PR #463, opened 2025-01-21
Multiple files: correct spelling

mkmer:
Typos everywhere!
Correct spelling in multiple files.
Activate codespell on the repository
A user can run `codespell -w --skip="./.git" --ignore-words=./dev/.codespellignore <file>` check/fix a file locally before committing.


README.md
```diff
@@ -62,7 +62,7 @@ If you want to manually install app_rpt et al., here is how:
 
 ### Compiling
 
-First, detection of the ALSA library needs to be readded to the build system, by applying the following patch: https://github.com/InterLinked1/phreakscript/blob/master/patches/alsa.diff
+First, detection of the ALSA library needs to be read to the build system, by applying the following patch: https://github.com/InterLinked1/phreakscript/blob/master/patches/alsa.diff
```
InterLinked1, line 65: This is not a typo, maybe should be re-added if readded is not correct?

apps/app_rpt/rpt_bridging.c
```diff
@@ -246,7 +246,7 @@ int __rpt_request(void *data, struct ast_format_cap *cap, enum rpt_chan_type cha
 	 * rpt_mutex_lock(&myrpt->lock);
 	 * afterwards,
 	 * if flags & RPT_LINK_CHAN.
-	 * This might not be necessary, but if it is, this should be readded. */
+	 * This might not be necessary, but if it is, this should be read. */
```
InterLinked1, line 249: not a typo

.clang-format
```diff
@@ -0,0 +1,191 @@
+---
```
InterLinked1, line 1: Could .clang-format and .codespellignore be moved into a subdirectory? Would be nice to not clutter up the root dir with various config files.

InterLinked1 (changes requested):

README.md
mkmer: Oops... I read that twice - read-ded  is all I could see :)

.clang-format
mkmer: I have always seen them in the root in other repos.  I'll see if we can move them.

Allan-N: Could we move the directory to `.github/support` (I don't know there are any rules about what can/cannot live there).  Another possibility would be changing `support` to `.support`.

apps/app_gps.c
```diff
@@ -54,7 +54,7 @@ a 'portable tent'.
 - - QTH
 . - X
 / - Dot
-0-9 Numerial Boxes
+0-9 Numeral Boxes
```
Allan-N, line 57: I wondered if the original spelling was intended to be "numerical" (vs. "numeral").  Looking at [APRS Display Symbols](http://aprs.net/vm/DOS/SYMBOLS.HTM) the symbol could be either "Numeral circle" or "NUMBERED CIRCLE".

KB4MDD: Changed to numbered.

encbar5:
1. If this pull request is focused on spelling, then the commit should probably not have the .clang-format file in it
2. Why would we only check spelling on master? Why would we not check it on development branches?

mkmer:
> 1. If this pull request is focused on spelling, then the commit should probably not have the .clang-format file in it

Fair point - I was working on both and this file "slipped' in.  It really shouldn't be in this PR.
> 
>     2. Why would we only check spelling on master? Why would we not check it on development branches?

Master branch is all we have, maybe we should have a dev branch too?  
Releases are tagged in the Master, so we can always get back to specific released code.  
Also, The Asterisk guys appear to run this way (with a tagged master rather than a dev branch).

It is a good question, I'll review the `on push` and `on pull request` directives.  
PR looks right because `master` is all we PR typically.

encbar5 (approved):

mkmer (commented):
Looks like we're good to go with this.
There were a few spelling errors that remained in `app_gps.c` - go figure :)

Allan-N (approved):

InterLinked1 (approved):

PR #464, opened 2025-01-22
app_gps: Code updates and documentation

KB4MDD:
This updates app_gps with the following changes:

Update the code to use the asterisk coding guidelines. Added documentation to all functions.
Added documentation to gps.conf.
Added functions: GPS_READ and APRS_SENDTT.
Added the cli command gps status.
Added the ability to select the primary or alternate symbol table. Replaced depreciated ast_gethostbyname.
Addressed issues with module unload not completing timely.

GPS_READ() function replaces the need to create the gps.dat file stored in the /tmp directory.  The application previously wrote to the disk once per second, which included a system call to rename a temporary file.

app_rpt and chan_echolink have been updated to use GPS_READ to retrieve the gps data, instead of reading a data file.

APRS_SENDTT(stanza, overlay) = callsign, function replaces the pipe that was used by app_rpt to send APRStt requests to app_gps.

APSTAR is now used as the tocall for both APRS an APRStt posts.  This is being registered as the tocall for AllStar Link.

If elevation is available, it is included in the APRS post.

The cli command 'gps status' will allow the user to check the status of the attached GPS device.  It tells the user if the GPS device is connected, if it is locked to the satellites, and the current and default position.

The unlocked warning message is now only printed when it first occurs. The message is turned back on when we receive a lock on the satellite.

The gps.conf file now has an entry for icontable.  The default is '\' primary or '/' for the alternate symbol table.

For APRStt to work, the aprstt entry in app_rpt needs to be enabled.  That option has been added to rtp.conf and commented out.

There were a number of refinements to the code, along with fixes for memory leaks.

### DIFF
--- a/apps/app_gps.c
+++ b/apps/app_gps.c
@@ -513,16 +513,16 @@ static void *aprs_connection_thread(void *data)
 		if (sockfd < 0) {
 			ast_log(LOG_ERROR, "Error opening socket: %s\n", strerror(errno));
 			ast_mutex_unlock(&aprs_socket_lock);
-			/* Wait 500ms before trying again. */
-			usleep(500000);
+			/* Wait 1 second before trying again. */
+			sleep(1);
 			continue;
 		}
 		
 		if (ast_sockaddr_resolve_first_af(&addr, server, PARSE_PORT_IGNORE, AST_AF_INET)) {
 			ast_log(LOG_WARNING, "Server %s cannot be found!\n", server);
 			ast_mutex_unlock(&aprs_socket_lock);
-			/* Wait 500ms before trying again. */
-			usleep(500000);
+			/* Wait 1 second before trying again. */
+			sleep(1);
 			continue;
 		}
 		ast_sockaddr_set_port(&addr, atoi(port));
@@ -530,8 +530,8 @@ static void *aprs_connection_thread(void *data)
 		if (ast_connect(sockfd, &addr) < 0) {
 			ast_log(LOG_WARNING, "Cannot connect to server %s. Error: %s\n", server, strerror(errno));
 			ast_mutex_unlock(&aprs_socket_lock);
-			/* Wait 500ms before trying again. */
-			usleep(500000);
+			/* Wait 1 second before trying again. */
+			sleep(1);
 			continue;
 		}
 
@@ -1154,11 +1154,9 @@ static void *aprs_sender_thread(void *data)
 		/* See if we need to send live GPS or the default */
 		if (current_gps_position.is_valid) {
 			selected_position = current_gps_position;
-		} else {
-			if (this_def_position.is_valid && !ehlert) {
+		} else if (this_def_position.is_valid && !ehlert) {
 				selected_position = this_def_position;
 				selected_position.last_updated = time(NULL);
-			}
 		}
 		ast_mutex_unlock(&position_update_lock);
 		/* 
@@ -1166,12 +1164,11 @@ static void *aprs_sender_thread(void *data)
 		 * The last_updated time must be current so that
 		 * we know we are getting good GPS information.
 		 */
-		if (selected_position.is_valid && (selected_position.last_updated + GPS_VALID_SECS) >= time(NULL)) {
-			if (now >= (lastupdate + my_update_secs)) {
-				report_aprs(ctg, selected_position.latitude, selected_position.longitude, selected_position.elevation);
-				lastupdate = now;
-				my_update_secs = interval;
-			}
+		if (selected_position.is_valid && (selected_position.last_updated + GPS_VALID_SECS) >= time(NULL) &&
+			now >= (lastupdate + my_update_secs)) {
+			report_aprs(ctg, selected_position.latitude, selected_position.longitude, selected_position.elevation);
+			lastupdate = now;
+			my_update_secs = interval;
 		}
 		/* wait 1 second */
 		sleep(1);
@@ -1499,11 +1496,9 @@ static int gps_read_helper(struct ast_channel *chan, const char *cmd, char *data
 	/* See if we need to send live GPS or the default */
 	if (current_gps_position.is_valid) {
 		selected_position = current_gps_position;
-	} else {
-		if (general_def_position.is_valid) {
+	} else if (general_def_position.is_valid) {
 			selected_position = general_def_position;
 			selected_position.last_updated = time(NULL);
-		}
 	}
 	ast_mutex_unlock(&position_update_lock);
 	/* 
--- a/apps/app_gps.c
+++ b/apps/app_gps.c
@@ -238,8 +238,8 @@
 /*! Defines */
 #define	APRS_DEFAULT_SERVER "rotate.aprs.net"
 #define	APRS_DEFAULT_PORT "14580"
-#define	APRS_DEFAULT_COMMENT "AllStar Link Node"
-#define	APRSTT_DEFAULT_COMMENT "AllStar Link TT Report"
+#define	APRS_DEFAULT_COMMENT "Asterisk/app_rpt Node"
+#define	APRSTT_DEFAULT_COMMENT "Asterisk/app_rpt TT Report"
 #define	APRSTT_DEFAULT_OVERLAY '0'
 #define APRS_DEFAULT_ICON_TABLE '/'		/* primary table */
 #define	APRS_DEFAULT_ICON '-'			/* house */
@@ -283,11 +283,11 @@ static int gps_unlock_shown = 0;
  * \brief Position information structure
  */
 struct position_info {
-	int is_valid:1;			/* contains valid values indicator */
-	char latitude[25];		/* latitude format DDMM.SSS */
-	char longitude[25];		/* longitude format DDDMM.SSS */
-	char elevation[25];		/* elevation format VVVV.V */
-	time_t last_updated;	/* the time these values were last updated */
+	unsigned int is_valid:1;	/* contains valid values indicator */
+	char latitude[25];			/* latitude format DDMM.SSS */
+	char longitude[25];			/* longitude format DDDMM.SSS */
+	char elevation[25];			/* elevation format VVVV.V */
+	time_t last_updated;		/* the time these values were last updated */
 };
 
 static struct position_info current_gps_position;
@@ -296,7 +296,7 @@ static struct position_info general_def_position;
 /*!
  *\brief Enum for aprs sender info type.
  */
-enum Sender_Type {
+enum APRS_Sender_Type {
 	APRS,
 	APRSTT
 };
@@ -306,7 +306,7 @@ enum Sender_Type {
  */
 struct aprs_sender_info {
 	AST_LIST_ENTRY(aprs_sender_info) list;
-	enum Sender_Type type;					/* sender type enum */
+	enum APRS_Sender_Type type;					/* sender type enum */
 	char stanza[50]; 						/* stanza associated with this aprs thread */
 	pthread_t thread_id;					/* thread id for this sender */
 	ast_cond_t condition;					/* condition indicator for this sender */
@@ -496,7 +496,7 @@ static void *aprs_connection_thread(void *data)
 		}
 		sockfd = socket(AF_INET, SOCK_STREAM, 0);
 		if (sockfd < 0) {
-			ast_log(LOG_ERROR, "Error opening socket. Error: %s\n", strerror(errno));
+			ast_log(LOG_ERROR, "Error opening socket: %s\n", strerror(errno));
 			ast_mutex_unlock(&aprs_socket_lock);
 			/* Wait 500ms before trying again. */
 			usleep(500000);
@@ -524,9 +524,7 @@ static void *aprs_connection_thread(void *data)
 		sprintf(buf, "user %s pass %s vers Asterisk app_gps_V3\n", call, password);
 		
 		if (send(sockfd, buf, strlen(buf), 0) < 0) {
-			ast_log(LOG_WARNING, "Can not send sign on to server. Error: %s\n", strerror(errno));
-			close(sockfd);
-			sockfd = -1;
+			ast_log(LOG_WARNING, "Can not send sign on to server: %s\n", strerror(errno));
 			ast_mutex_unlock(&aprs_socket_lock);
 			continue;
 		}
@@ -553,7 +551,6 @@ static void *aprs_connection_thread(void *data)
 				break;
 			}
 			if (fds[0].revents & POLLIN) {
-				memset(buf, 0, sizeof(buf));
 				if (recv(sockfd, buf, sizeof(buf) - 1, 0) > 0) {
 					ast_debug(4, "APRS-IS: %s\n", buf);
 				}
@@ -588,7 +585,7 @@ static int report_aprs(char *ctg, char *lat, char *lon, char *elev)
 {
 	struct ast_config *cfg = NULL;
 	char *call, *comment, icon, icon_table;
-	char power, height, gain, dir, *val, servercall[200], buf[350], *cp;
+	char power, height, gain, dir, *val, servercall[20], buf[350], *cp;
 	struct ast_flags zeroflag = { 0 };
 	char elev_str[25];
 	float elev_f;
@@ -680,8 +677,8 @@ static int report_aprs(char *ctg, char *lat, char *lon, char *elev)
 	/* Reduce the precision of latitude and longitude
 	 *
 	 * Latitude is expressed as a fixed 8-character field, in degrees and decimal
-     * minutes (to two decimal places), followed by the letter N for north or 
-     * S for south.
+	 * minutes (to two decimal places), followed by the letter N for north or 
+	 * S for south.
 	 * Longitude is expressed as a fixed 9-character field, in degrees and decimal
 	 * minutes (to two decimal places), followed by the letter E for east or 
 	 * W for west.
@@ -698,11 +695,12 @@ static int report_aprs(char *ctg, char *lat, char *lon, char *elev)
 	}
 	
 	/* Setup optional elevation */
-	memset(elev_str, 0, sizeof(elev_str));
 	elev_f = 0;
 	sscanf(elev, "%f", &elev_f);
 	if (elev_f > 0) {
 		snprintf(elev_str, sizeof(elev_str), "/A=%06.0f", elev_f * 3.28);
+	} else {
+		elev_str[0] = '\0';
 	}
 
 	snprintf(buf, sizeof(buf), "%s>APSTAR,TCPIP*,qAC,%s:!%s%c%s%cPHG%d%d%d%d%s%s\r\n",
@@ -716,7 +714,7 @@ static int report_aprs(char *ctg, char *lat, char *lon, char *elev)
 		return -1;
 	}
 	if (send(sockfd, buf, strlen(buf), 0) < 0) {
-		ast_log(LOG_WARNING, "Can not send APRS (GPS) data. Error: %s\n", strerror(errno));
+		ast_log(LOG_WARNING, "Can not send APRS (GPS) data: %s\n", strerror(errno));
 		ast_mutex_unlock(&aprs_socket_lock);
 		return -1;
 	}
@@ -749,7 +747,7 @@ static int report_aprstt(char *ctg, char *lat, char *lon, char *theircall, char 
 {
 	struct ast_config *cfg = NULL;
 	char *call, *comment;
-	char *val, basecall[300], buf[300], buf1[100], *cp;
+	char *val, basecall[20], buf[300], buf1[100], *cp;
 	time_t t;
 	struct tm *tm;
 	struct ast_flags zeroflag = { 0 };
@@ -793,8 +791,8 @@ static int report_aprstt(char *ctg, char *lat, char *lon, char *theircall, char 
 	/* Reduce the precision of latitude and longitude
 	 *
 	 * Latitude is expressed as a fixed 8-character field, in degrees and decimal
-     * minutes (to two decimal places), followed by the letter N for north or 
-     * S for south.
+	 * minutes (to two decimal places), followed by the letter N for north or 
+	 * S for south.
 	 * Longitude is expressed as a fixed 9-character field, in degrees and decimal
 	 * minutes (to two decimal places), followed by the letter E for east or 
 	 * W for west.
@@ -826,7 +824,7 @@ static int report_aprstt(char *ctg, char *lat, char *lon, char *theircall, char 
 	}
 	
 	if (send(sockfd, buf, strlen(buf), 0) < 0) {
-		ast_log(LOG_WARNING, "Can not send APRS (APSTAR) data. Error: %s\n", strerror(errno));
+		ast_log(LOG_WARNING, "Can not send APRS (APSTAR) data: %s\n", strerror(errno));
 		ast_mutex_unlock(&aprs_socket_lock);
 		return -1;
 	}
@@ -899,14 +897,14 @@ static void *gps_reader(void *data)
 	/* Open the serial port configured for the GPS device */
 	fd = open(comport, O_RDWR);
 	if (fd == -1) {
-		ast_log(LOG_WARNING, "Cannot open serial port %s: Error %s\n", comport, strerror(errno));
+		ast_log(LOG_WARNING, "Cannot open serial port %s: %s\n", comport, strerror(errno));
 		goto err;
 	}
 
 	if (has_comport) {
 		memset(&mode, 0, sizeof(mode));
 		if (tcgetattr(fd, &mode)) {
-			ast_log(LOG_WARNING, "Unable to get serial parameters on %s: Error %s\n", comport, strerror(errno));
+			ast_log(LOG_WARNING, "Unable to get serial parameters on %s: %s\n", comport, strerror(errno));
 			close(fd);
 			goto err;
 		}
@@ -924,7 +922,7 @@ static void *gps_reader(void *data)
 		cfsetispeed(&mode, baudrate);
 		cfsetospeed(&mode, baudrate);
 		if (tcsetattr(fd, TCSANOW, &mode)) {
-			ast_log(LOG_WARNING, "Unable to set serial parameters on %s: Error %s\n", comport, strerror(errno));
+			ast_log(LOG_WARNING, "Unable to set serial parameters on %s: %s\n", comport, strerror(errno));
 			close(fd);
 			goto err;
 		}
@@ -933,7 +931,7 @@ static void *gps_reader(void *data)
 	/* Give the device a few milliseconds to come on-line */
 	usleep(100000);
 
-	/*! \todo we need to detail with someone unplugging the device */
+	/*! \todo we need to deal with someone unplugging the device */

====================

**TASK OBJECTIVE:** The string "both" appears in some lines of the material. Report how many, and nothing more.

**PROBLEM SOLUTION:** 2